L’article L.411-2 du Code de l’environnement, transposant l’article 16 de la directive du Conseil du 21 mai 1992 concernant la conservation des habitats naturels, de la faune et de la flore sauvages, précise le contexte de la dérogation : il ne doit pas exister d’autre solution satisfaisante et cette dérogation ne doit pas nuire au maintien, dans un état de conservation favorable, des populations des espèces concernées dans leur aire de répartition naturelle.

Par un arrêt en date du 24 juillet 2019, le Conseil d’Etat reprend ces critères de dérogation au principe de la protection des espèces protégées et de leurs habitats. Ainsi, l’autorité administrative établit que le projet d’aménagement ou de construction doit justifier d’une raison impérative d’intérêt public majeur. Si un intérêt public majeur est démontré et tout en tenant compte des mesures de réduction et de compensations prévues, il ne doit pas exister d’autres solutions satisfaisantes. Enfin, ce projet d’aménagement ou de construction ne doit pas nuire au maintien, dans un état de conservation favorable, des populations des espèces concernées dans leur aire de répartition naturelle. La notion d’intérêt public majeur est essentielle pour permettre de déroger au principe de la protection des espèces protégées et de leur habitat.

Dans le récent arrêt du Conseil d’Etat du 29 janvier 2025, le Conseil d’Etat revient sur la décision des cours inférieurs d’annuler les arrêtés par lequel le préfet de Meurthe-et-Moselle a autorisé des sociétés du bâtiment à déroger à l’interdiction de capture temporaire avec relâché et destruction des spécimens d’espèces protégées. En effet, ces sociétés avaient obtenu une dérogation pour la construction de logements locatifs sociaux.

En effet, le Conseil d’Etat considère que la cour administrative d’appel de Nancy a inexactement qualifié les faits de l’espèce. La construction de ces logements est destinée soit à permettre à une population modeste d’accéder à la propriété, soit à assurer le logement des populations les plus fragiles. De plus, il a été observé que la commune concerné a un taux de logements sociaux structurellement inférieur à l’objectif de 20%.

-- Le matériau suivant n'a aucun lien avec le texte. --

PR #9854, opened 2025-05-21
Braze: Update content blocks through app events [INTEG-2591]

joaquincasal:
## Purpose

Add function for responding to app events:

- If a field gets updated, update the corresponding content block
- If an entry gets deleted, remove the entry from the brazeConfig entry
- If the app gets uninstalled, remove the custom content type and entry

## Approach

Branch the code using the header sent by the App Event.
A retry mechanism has been included in case the request fails.

## Testing steps

1. Create a content block
2. Update the field in Contentful
3. Check the content block has been updated

### DIFF
--- a/apps/braze/contentful-app-manifest.json
+++ b/apps/braze/contentful-app-manifest.json
@@ -10,11 +10,11 @@
       "accepts": ["appaction.call"]
     },
     {
-      "id": "updateContentBlocksFunction",
-      "name": "Update content blocks function",
-      "description": "Function to update content blocks from App Events.",
-      "path": "functions/updateContentBlocks.js",
-      "entryFile": "functions/updateContentBlocks.ts",
+      "id": "appEventHandler",
+      "name": "App event handler function",
+      "description": "Function to handle App Events.",
+      "path": "functions/appEventHandler.js",
+      "entryFile": "functions/appEventHandler.ts",
       "allowNetworks": ["https://*.braze.com"],
       "accepts": ["appevent.handler"]
     }
--- a/apps/braze/functions/appEventHandler.ts
+++ b/apps/braze/functions/appEventHandler.ts
@@ -12,6 +12,7 @@ import {
   updateConfig,
   ConnectedFields,
   AppInstallationParameters,
+  EntryConnectedFields,
 } from '../src/utils';
 import { EntryProps, KeyValueMap, PlainClientAPI } from 'contentful-management';
 import { documentToHtmlString } from '@contentful/rich-text-html-renderer';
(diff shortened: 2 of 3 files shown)


apps/braze/src/utils.ts
```diff
@@ -61,15 +61,15 @@ export function removeHypens(str: string) {
...
 export async function updateConfig(
   configEntry: EntryProps<KeyValueMap>,
-  locale: string,
   connectedFields: EntryConnectedFields,
   cma: PlainClientAPI
 ) {
   if (!configEntry.fields[CONFIG_FIELD_ID]) {
     configEntry.fields[CONFIG_FIELD_ID] = {};
   }
+  const locale = 'en-US'; // TODO: get default locale
```
JuliRossi, line 70: ❓  Why are we not including in the signature the locale?

apps/braze/functions/updateContentBlocks.ts
```diff
@@ -4,33 +4,143 @@ import {
...
+  }
+
+  const body = event.body as any;
+  const entryId = body.sys.id;
+
+  const configEntry: EntryProps<KeyValueMap> = await getConfigEntry(cma);
+  const configField = configEntry.fields[CONFIG_FIELD_ID];
+  if (!configField) {
+    return;
+  }
```
JuliRossi, line 64: 💭 I'd add a console.error("Not able to find {CONFIG_FIELD_ID}") here so if it fails, we can see it in the function's logs

apps/braze/functions/updateContentBlocks.ts
```diff
@@ -4,33 +4,143 @@ import {
...
+  const connectedFields = Object.values(configField)[0] as {
+    [entryId: string]: EntryConnectedFields;
+  };
+  const entryConnectedFields = connectedFields[entryId];
+  if (!entryConnectedFields) {
+    return;
+  }
```
JuliRossi, line 71: 💭  Same here

apps/braze/src/utils.ts
```diff
@@ -61,15 +61,15 @@ export function removeHypens(str: string) {
 
 export async function updateConfig(
```
JuliRossi, line 62: 💭 Nitpick: I think it could make sense to move this to updateContentBlock, even if the dialog is using it

apps/braze/functions/updateContentBlocks.ts
```diff
@@ -4,33 +4,143 @@ import {
...
+      contentTypeId: body.sys.contentType.sys.id,
+    });
+
+    for (const fieldId of Object.keys(body.fields)) {
+      const field = entryConnectedFields.find(
+        (connectedField) => connectedField.fieldId === fieldId
+      );
+      if (!field) {
+        continue;
+      }
```
JuliRossi, line 93: 💭  Same as other errors here

apps/braze/functions/updateContentBlocks.ts
JuliRossi, line 1: If we are going to handle all events including uninstalling in the same handler, perhaps a better name would be eventHandler.

apps/braze/src/utils.ts
joaquincasal: Because the locale will always be the same since this entry is managed by us. We would always use the default locale. And if it's going to be always the same, I think it's better to solve it inside of the function instead of solve it every time we call it

apps/braze/functions/updateContentBlocks.ts
joaquincasal: Hmm but this one is not an error, we're just filtering events that do not apply. Because we'll receive events for all updated entries within the environment in which the app is installed in, but we're only interested in the ones that are part of the config

apps/braze/functions/updateContentBlocks.ts
joaquincasal: Same as above, the entry may have some fields that are not connected and we want to ignore those, but it's not an error

apps/braze/functions/updateContentBlocks.ts
```diff
@@ -4,33 +4,143 @@ import {
...
+} from '../src/utils';
+import { createClient, EntryProps, KeyValueMap, PlainClientAPI } from 'contentful-management';
+import { documentToHtmlString } from '@contentful/rich-text-html-renderer';
+
+const WAIT_TIMES = [0, 5000, 10000];
+
+type EntryConnectedFields = {
+  fieldId: string;
+  contentBlockId: string;
+}[];
```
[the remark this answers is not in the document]
joaquincasal: Totally. This is addressed in the second commit of this PR

apps/braze/functions/updateContentBlocks.ts
```diff
@@ -4,33 +4,143 @@ import {
...
+
+type AppInstallationParameters = {
+  brazeApiKey: string;
+  brazeEndpoint: string;
+};
+
+function initContentfulManagementClient(context: FunctionEventContext): PlainClientAPI {
```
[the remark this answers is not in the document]
joaquincasal: Totally. This is addressed in the third commit of this PR

JuliRossi (approved):
👍

PR #9858, opened 2025-05-22
Braze: Page view connected entries table [INTEG-2547] 

FBanfi:
## Purpose

This updates includes the creation of the table which shows the connected entries in the Page location.

## Approach

We added the new structure in the Page.tsx location and a fetchBrazeConnectedEntries.ts file which contains the logic to get the connected entries from the config entry of the user.

if the user has connected entries, it should look like the following video (taking into account that it's only possible to have 25 connected entries):

https://github.com/user-attachments/assets/2305992c-5a93-44e8-ab14-ce79c26f87fc

if the user doesn't have connected entries, the following message will be displayed:

Captura de pantalla 2025-05-22 a la(s) 2 59 42 p  m

If there is an error, then: 

Captura de pantalla 2025-05-22 a la(s) 3 21 28 p  m

## Testing steps

- An automated test was added.
- You can test it manually by creating a new content block and going to the page location, there, a connected entry should be displayed.

## Breaking Changes

N/A

Link to [INTEG-2547](https://contentful.atlassian.net/browse/INTEG-2547) ticket.

## Deployment

N/A

### DIFF
--- a/apps/braze/src/locations/Page.tsx
+++ b/apps/braze/src/locations/Page.tsx
@@ -30,7 +30,10 @@ const getStatusBadge = (status: string) => {
   return <Badge variant="warning">Draft</Badge>;
 };
 
-const getUpdatedLabel = (dateString: string) => {
+const getUpdatedLabel = (dateString: string | undefined) => {
+  if (!dateString) {
+    return '-';
+  }
   const date = new Date(dateString);
   const now = new Date();
   const diffMs = now.getTime() - date.getTime();
@@ -69,7 +72,12 @@ const Page = () => {
   useEffect(() => {
     setLoading(true);
     setError(null);
-    fetchBrazeConnectedEntries(cma, sdk.ids.space, sdk.ids.environment || 'master')
+    fetchBrazeConnectedEntries(
+      cma,
+      sdk.parameters?.installation?.contentfulApiKey,
+      sdk.ids.space,
+      sdk.ids.environment || 'master'
+    )
       .then((entries) => {
         setEntries(entries);
         setLoading(false);
@@ -107,13 +115,13 @@ const Page = () => {
                 <Text marginLeft="spacingM">Loading...</Text>
               </Flex>
             ) : error ? (
-              <Box marginBottom="spacingL">
+              <Box marginTop="spacingL">
                 <Note variant="negative" title="Error">
                   {error}
                 </Note>
               </Box>
             ) : entries.length === 0 ? (
-              <Box marginBottom="spacingL">
+              <Box marginTop="spacingL">
                 <Note variant="warning" title="No connected entries">
                   There are no entries connected to Braze Content Blocks.
                 </Note>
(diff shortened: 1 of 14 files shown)


apps/braze/src/locations/Page.tsx
```diff
@@ -1,15 +1,219 @@
...
+      defaults: {
+        environmentId: sdk.ids.environment,
+        spaceId: sdk.ids.space,
+      },
+    }
+  );
+
+  useEffect(() => {
+    setLoading(true);
+    setError(null);
```
FBanfi, line 151: Delete this since it's only rendered once and we are already initializing it in null.

apps/braze/src/utils/fetchBrazeConnectedEntries.ts
```diff
@@ -0,0 +1,58 @@
...
+        entryTitle,
+        fieldsAndTitle.fields,
+        spaceId,
+        environmentId,
+        contentfulApiKey,
+        rawEntry.sys.publishedAt,
+        rawEntry.sys.updatedAt
+      );
+    })
+  );
```
FBanfi, line 57: 💭 We were talking that perhaps in another ticket we could create a builder for this connected entry, creating the fields and being able to return the entry entity.

apps/braze/src/utils/fetchBrazeConnectedEntries.ts
```diff
@@ -0,0 +1,58 @@
...
+
+  return Promise.all(
+    rawEntries.map(async (rawEntry: any) => {
+      const entryId = rawEntry.sys.id;
+      const entryContentTypeId = rawEntry.sys.contentType?.sys?.id || '';
+      const entryConnectedFields: EntryConnectedField[] = entries[entryId];
+      const connectedFieldIds = entryConnectedFields.map((f) => f.fieldId);
+
+      const fieldsFactory = new FieldsFactory(entryId, entryContentTypeId, cma);
+      const fieldsAndTitle = await fieldsFactory.createFieldsForConnectedEntries(connectedFieldIds);
```
FBanfi, line 42: 💭 Shouldn't this name be singular? `createFieldsForConnectedEntry`, since we are creating the fieldsAndTitle for a single entry.

apps/braze/src/locations/Page.tsx
```diff
@@ -1,15 +1,218 @@
...
+  );
+
+  useEffect(() => {
+    setLoading(true);
+    fetchBrazeConnectedEntries(
+      cma,
+      sdk.parameters?.installation?.contentfulApiKey,
+      sdk.ids.space,
+      sdk.ids.environment || 'master',
+      sdk.locales.default || 'en-US'
```
joaquincasal, line 157: Do we need this hardcoded defaults? 🤔

apps/braze/src/locations/Page.tsx
```diff
@@ -1,15 +1,218 @@
...
+    return '-';
+  }
+  const date = new Date(dateString);
+  const now = new Date();
+  const diffMs = now.getTime() - date.getTime();
+  const diffHours = Math.floor(diffMs / (1000 * 60 * 60));
+  if (diffHours < 24) {
+    return `${diffHours} hour${diffHours === 1 ? '' : 's'} ago`;
+  }
+  return date.toLocaleDateString('en-GB', {
```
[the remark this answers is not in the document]
JuliRossi: This function given a date ie 26/05/2025 returns the string "26 May 2025" , which is the same as the figma. I'm not sure if we really want to localize this text because the rest of the texts in this page aren't localized.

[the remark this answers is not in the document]
joaquincasal: Got it, sounds good!

joaquincasal (approved):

Ce sont pour ces raisons que le Conseil d’Etat permet cette dérogation, ce qui montre bien qu’il existe des dérogations, mais qui sont appréciés au cas par cas et avec des conditions précises.

Des cas de jurisprudence similaires sur l’aménagement urbain

Dans un arrêt de la Cour administrative d’appel de Douai du 15 octobre 2015 Ministre de l’Écologie contre Ecologie pour le Havre (N°14DA02064), sur l’aménagement urbain, la réhabilitation de friches industrielles peut être qualifiée d’intérêt public majeur dès lors qu’elle intervient dans le cadre d’un programme national de mobilisation des terrains publics pour des opérations d’aménagement durable. Le juge retient l’extension de l’activité économique et la création d’emplois.